[Problem to solve] In the answer, give only the lines from the one containing "dkotter, line 40: Have" to the end of the listing below, each reproduced word for word.

[Extracted entries]
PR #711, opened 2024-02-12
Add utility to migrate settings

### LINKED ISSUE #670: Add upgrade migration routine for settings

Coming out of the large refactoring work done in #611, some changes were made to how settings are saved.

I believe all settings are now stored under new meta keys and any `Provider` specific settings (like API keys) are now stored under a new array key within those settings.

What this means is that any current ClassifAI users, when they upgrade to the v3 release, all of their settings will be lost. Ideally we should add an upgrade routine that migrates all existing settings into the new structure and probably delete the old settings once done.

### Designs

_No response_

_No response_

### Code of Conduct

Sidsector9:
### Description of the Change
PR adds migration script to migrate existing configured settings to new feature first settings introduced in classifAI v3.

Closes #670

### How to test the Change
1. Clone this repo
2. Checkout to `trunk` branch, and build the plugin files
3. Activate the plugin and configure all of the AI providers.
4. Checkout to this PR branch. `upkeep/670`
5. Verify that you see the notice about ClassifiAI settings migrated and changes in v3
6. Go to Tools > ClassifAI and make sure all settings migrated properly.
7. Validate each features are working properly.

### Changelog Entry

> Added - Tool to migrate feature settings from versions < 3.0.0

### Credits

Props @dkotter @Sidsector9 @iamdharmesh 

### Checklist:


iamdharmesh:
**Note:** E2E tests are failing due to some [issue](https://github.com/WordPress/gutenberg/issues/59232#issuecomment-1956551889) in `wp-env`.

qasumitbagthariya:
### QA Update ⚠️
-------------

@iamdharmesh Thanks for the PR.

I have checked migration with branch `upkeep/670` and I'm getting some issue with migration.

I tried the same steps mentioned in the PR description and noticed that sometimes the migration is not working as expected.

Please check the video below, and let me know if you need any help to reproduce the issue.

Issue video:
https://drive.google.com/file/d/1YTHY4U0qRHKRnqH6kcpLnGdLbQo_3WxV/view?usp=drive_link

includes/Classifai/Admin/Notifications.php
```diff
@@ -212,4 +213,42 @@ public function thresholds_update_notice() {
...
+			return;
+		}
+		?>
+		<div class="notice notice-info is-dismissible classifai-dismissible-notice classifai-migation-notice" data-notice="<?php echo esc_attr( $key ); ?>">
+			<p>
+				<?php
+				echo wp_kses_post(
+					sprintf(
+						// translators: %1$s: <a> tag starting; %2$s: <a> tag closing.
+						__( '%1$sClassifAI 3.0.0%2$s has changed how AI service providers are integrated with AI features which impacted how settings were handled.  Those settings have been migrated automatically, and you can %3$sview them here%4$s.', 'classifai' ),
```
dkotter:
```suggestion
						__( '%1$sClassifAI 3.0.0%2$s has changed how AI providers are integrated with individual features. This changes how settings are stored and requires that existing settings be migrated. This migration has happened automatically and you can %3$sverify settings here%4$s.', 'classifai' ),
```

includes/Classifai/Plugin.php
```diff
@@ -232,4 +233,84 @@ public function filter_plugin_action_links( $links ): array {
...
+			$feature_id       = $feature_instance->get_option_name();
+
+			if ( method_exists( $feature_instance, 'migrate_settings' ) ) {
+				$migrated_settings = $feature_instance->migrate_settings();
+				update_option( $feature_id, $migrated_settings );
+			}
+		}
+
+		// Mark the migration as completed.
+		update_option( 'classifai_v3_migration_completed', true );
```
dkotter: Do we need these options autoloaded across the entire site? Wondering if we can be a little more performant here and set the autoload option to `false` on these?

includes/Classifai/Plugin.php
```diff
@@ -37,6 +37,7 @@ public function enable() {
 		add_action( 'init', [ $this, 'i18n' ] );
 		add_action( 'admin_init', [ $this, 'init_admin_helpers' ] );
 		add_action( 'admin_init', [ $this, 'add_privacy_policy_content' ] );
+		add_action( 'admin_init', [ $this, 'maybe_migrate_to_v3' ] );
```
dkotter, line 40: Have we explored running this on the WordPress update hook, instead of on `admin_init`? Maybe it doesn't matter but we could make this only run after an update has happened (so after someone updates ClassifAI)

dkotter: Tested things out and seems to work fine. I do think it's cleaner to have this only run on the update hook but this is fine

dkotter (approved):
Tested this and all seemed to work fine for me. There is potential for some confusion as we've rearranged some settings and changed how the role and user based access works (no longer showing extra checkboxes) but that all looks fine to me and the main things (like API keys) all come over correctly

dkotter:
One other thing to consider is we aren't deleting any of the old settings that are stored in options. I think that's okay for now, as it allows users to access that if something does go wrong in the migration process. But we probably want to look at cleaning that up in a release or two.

[Solution for this task]
dkotter, line 40: Have we explored running this on the WordPress update hook, instead of on `admin_init`? Maybe it doesn't matter but we could make this only run after an update has happened (so after someone updates ClassifAI)

dkotter: Tested things out and seems to work fine. I do think it's cleaner to have this only run on the update hook but this is fine

dkotter (approved):
Tested this and all seemed to work fine for me. There is potential for some confusion as we've rearranged some settings and changed how the role and user based access works (no longer showing extra checkboxes) but that all looks fine to me and the main things (like API keys) all come over correctly

dkotter:
One other thing to consider is we aren't deleting any of the old settings that are stored in options. I think that's okay for now, as it allows users to access that if something does go wrong in the migration process. But we probably want to look at cleaning that up in a release or two.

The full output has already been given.